The broader impact/commercial potential of this Small Business Technology Transfer (STTR) Phase I project proposes a deep learning approach to predictive maintenance of industrial and agricultural equipment. High productivity demands and just-in-time approaches to manufacturing mean that equipment downtime can be extremely expensive; Research shows that the average manufacturer deals with 800 hours of downtime per year. Further, an increasing quantity of aging equipment and a maintenance workforce that is largely reaching retirement age have led to a situation where maintenance staff often lack the knowledge, training, and/or manpower to address a growing pool of aging assets. This project intends to bring forward a novel suite of intuitive and explainable technologies that can help reduce or eliminate unexpected downtime and help digitally capture and transfer expert knowledge from the retiring workforce.

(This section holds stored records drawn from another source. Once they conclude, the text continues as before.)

PR #100, opened 2020-04-24
feat: move apply to client and assign labels when applying

MatousJobanek:
proposed changes:
* moved apply method from processor to client - it makes more sense to have it there
* also moved the related tests
* added "labels" parameter to the apply method so we can let the client take care of it and we can make the NSTemplateSet controller a bit simpler :-) 
* decreased a bit the concurrent test of fedcluster cache - it was too much and my PC had problems with the number of concurrent goroutines

### DIFF
--- a/pkg/client/client.go
+++ b/pkg/client/client.go
@@ -134,3 +134,39 @@ func (p ApplyClient) createObj(newResource runtime.Object, metaNew v1.Object, ow
 	}
 	return p.cl.Create(context.TODO(), newResource)
 }
+
+// Apply applies the objects, ie, creates or updates them on the cluster
+// returns `true, nil` if at least one of the objects was created or modified,
+// `false, nil` if nothing changed, and `false, err` if an error occurred
+func (p ApplyClient) Apply(objs []runtime.RawExtension, newLabels map[string]string) (bool, error) {
+	createdOrUpdated := false
+	for _, rawObj := range objs {
+		obj := rawObj.Object
+		if obj == nil {
+			continue
+		}
+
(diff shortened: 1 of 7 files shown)


MatousJobanek:
> This is a breaking change. I guess you are working on Host/Member PRs to adopt this change? :)

done:
https://github.com/codeready-toolchain/member-operator/pull/148
https://github.com/codeready-toolchain/host-operator/pull/190

pkg/client/client.go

This Small Business Technology Transfer (STTR) Phase I project proposes a novel, deep learning approach to machinery prognostics. Many existing deep learning approaches focus on the most likely failure scenarios given a set of training data. However, monitored equipment may not exbibit behavior covered in that training set, leading to low-confidence predictions. This approach will not only predict the remaining useful life of a machine component, but it will also quantify the uncertainty of a prediction through an ensemble of models and a temporal fusion of predictions. As a result, maintenance decisions can be made from a risk-based perspective, eliminating unnecessary maintenance stemming from low-confidence predictions. Furthermore, many existing deep learning approaches lack the ability to intuitively explain their predictions to human users. In critical applications where bad predictions have serious consequences, maintenance personnel must understand and trust an artificially intelligent predictive maintenance partner. The proposed solution produces an intuitive visual explanation for the model’s prediction by highlighting and animating the segments of a raw data signal that are contributing most significantly to the prediction. This will allow trained personnel to quickly make optimal maintenance decisions by fusing data-driven insights with their existing domain expertise.
This award reflects NSF's statutory mission and has been deemed worthy of support through evaluation using the Foundation's intellectual merit and broader impacts review criteria.